- ACTION ITEM
Your output should be the line that contains "We need to figure" and all lines after it in the records, retyped exactly through the last one.

· · · ·

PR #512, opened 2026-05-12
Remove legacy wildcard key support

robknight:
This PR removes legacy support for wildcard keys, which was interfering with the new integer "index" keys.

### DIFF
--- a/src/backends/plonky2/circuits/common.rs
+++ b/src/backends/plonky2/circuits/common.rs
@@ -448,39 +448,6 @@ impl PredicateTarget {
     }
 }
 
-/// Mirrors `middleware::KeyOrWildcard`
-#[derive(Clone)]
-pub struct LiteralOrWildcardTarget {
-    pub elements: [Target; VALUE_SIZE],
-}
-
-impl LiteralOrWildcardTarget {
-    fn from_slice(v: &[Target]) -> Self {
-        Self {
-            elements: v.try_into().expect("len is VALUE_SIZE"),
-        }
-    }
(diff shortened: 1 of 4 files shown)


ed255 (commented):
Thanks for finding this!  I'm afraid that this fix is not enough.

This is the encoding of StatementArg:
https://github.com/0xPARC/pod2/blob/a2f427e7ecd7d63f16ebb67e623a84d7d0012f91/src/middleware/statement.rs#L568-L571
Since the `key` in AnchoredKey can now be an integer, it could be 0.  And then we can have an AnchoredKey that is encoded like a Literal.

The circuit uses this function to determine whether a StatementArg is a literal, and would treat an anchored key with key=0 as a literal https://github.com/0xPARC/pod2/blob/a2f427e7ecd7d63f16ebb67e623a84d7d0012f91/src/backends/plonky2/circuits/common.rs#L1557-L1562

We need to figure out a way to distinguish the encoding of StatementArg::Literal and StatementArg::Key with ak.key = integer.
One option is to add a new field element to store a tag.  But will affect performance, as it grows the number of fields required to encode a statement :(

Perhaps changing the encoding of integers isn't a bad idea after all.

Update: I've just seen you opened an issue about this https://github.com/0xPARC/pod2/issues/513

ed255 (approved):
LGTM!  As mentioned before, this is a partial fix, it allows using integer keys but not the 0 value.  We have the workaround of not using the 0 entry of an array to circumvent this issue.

· · · ·

- YOUR RESPONSE
We need to figure out a way to distinguish the encoding of StatementArg::Literal and StatementArg::Key with ak.key = integer.
One option is to add a new field element to store a tag.  But will affect performance, as it grows the number of fields required to encode a statement :(

Perhaps changing the encoding of integers isn't a bad idea after all.

Update: I've just seen you opened an issue about this https://github.com/0xPARC/pod2/issues/513

ed255 (approved):
LGTM!  As mentioned before, this is a partial fix, it allows using integer keys but not the 0 value.  We have the workaround of not using the 0 entry of an array to circumvent this issue.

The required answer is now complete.